======== MATERIAL SUPPLIED

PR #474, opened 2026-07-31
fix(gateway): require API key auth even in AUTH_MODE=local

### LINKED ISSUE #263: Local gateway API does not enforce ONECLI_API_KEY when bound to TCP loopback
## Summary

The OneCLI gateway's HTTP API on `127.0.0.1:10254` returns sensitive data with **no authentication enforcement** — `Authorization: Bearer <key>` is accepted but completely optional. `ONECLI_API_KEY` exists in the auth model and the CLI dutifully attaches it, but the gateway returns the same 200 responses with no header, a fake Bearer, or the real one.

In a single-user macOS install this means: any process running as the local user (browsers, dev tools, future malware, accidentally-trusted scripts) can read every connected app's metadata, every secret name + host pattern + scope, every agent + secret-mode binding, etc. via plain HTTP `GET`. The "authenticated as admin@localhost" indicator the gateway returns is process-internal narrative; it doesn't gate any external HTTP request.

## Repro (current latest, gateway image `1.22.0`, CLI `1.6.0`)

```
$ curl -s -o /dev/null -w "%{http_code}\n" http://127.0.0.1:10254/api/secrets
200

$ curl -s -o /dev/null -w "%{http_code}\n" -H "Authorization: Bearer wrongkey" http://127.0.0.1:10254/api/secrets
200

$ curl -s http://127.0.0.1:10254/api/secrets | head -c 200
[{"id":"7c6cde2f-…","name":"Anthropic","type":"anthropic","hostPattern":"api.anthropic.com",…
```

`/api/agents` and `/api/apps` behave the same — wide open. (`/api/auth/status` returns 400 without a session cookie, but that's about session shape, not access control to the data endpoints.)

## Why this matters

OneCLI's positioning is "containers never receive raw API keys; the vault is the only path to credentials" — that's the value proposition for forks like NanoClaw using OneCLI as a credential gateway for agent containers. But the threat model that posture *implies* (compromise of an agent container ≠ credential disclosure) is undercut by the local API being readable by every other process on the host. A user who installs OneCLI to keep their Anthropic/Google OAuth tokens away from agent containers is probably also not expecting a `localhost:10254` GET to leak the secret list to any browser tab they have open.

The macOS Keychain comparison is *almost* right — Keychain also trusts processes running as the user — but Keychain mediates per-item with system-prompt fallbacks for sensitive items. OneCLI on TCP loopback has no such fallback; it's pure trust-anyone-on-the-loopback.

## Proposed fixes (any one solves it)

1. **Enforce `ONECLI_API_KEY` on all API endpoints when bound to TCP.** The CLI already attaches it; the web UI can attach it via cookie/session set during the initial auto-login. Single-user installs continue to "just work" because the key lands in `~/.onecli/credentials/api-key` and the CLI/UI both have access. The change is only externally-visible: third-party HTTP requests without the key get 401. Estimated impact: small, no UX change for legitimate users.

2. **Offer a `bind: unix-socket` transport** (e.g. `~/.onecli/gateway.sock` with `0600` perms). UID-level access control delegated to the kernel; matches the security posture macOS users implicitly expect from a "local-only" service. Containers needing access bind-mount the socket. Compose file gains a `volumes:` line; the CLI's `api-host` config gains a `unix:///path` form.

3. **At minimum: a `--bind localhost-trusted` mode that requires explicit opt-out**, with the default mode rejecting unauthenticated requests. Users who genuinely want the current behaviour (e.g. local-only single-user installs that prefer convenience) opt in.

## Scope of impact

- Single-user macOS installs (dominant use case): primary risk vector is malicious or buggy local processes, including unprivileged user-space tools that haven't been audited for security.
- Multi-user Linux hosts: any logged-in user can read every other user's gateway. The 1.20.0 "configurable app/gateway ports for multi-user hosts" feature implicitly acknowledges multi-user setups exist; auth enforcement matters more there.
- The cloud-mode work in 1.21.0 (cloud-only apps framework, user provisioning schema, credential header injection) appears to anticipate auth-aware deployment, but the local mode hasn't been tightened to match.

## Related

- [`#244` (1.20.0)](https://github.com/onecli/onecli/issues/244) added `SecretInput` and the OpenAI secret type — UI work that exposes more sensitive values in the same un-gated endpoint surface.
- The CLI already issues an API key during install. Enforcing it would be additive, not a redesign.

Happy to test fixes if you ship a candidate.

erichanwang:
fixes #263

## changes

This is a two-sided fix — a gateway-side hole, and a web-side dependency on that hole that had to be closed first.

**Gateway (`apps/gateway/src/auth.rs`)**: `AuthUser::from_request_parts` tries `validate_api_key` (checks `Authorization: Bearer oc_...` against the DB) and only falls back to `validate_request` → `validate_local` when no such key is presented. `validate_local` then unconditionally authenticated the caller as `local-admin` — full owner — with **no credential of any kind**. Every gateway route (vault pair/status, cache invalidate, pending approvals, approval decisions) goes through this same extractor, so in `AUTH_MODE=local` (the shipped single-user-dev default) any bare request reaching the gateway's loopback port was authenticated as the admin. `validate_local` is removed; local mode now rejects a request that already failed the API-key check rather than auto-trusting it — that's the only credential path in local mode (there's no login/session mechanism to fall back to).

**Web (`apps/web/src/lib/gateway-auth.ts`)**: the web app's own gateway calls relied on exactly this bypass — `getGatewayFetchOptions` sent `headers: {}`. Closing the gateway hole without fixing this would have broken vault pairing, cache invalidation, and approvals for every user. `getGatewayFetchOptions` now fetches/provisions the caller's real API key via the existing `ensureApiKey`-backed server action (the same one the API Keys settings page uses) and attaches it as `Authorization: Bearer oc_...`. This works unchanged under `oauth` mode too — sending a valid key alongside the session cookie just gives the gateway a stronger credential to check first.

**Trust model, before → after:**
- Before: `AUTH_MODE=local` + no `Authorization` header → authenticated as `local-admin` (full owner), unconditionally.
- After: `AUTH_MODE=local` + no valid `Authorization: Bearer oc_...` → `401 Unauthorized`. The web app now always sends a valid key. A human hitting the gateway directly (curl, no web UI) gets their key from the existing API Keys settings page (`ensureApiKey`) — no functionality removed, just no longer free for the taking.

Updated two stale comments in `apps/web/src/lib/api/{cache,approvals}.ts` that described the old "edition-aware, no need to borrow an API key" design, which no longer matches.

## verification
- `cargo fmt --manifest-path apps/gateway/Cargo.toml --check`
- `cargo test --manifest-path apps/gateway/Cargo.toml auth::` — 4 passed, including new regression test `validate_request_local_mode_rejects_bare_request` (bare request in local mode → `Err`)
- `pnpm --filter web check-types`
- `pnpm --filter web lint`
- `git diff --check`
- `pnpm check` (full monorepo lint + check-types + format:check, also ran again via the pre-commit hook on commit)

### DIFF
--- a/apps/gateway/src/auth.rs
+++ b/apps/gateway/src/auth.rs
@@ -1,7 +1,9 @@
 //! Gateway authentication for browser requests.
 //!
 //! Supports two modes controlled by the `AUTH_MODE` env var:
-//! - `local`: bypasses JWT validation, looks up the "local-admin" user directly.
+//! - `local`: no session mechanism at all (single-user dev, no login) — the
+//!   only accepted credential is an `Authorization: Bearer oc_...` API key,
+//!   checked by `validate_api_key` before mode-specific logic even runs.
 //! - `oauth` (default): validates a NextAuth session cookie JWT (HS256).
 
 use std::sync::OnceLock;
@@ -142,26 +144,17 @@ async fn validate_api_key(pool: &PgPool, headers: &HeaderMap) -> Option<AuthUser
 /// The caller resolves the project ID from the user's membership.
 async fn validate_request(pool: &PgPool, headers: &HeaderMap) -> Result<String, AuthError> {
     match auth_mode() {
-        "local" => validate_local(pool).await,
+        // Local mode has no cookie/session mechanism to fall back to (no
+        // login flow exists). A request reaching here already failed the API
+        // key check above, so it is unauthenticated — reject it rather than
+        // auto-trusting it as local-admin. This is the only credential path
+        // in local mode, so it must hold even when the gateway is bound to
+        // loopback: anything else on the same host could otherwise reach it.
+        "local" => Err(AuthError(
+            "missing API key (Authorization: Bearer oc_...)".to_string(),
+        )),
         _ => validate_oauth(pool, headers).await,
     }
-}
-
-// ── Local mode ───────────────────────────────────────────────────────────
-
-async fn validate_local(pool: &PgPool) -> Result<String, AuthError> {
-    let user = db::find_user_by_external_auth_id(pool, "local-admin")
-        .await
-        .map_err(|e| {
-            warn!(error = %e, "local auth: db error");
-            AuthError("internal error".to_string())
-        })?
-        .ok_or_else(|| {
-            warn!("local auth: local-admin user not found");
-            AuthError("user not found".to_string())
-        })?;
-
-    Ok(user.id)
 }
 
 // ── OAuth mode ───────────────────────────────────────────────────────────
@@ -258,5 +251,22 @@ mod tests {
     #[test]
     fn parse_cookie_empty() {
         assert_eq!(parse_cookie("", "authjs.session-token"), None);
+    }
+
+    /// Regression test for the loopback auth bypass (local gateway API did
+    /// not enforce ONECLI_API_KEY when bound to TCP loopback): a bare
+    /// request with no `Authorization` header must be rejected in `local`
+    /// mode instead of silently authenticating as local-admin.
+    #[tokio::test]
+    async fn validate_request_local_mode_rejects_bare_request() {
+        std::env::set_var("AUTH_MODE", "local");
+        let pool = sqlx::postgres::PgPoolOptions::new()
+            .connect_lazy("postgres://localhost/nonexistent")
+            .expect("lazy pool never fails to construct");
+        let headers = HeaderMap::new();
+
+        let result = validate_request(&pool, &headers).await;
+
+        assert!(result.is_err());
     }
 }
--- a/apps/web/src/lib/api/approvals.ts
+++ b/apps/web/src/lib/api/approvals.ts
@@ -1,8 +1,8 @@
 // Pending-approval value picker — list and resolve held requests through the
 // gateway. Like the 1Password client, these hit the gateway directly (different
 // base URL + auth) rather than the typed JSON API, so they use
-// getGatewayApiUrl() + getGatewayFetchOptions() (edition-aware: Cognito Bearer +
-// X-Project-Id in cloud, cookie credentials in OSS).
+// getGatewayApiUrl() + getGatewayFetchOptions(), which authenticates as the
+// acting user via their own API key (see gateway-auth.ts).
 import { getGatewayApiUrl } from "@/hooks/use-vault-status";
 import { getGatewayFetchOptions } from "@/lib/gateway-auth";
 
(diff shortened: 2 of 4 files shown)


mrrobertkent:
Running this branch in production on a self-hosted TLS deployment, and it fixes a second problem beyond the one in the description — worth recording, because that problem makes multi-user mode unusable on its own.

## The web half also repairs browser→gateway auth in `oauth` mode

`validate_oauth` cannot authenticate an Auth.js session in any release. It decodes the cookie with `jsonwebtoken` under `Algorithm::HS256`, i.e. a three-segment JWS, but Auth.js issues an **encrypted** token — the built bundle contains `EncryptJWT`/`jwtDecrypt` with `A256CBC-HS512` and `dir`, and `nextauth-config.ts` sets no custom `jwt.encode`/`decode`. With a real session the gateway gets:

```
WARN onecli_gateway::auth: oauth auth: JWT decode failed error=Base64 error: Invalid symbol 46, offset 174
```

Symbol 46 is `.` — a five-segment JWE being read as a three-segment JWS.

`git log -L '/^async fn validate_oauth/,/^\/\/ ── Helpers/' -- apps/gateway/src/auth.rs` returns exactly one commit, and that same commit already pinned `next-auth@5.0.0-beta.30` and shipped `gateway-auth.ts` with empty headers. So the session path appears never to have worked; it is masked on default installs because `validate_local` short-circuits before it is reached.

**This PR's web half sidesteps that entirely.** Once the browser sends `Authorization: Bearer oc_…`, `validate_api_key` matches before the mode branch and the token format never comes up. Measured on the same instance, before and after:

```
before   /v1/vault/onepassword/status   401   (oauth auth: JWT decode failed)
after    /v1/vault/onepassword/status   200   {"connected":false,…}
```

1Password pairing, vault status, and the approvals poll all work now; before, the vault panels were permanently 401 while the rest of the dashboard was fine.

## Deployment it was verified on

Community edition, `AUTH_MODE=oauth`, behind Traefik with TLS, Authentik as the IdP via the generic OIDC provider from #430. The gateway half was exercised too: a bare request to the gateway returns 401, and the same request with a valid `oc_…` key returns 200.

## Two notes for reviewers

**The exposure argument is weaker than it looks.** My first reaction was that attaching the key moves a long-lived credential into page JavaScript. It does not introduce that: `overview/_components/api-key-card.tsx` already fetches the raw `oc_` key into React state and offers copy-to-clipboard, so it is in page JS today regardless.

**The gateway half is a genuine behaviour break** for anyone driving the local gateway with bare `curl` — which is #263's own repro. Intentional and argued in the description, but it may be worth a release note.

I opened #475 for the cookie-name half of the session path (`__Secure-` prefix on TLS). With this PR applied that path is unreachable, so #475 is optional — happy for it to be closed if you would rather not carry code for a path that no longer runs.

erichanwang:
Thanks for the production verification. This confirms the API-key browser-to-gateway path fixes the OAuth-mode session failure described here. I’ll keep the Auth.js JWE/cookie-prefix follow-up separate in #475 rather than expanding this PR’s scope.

================

# WHAT IS EXPECTED
Only the lines above from the line containing "### LINKED ISSUE" through the line containing "OneCLI's positioning is" should be retyped, exactly and with both ends included.

# EXERCISE RESULT
### LINKED ISSUE #263: Local gateway API does not enforce ONECLI_API_KEY when bound to TCP loopback
## Summary

The OneCLI gateway's HTTP API on `127.0.0.1:10254` returns sensitive data with **no authentication enforcement** — `Authorization: Bearer <key>` is accepted but completely optional. `ONECLI_API_KEY` exists in the auth model and the CLI dutifully attaches it, but the gateway returns the same 200 responses with no header, a fake Bearer, or the real one.

In a single-user macOS install this means: any process running as the local user (browsers, dev tools, future malware, accidentally-trusted scripts) can read every connected app's metadata, every secret name + host pattern + scope, every agent + secret-mode binding, etc. via plain HTTP `GET`. The "authenticated as admin@localhost" indicator the gateway returns is process-internal narrative; it doesn't gate any external HTTP request.

## Repro (current latest, gateway image `1.22.0`, CLI `1.6.0`)

```
$ curl -s -o /dev/null -w "%{http_code}\n" http://127.0.0.1:10254/api/secrets
200

$ curl -s -o /dev/null -w "%{http_code}\n" -H "Authorization: Bearer wrongkey" http://127.0.0.1:10254/api/secrets
200

$ curl -s http://127.0.0.1:10254/api/secrets | head -c 200
[{"id":"7c6cde2f-…","name":"Anthropic","type":"anthropic","hostPattern":"api.anthropic.com",…
```

`/api/agents` and `/api/apps` behave the same — wide open. (`/api/auth/status` returns 400 without a session cookie, but that's about session shape, not access control to the data endpoints.)

## Why this matters

OneCLI's positioning is "containers never receive raw API keys; the vault is the only path to credentials" — that's the value proposition for forks like NanoClaw using OneCLI as a credential gateway for agent containers. But the threat model that posture *implies* (compromise of an agent container ≠ credential disclosure) is undercut by the local API being readable by every other process on the host. A user who installs OneCLI to keep their Anthropic/Google OAuth tokens away from agent containers is probably also not expecting a `localhost:10254` GET to leak the secret list to any browser tab they have open.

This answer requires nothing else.